In 2007, Hall struggled with a new position, injured his knee and ankle, and tried to play through injuries that could not be played through. "It was all my decision," he told The Athletic in 2019. "I wanted to play and help the team. But that might have hurt me and my career a little bit. I changed my swing to compensate for the things that were going on in my body. Once you hurt something, you start using other body parts, and then hammies start to get pulled, calves start to get pulled. It starts snowballing."
This is another thing that happens to ballplayers, and it went the way it tends to go. Hall continued to move around the diamond, but the pathways that he'd carved out as a big leaguer, the connections between one isolated tool and the next, grew over. In the last good season of his career, with Boston in 2010, Hall was a different hitter than he had been in 2006. He'd found his power—Hall hit 18 homers in 119 games—but had to trade against his more refined approach to get to it. A player can only do this for so long—the margins are just narrow, for everyone—and it was already getting late. The Red Sox did not bring him back. "I was on the move then and on the move the rest of my career," Hall told The Athletic. "I never got to settle anywhere. It wasn’t easy." Hall played for two teams in 2011 and struggled; he played in seven games for a very good Orioles team the next year and hit his last big-league homer, which as I write this remains the last home run hit by a player named Bill.

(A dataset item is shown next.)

PR #3031, opened 2021-07-20
updated encoding.conf

ims21:


WanWizard:
8.0 will not be built anymore, I'll merge it into 8.1 later.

When The Athletic talked to Hall in 2019, it was because he had signed a one-day contract to retire as a member of the Brewers. He was living in Nettleton, raising three daughters and teaching hitting lessons—"staying close to the game," he said, "not too close." He told The Athletic that he was happy giving hitting lessons and taking his kids to cheer competitions, but was also interested in broadcasting; he had previously appeared as himself alongside Chris Capuano and Jeff Suppan on The Young And The Restless. Hall's career had ended several times by then—the Brewers had elected him to their Wall Of Honor in 2014, after his second and final season with the independent Long Island Ducks—but this last ending was his to choose. "I was a baby when I was drafted from Mississippi," Hall said. "To be able to come back here and retire, I call it the beginning and the end."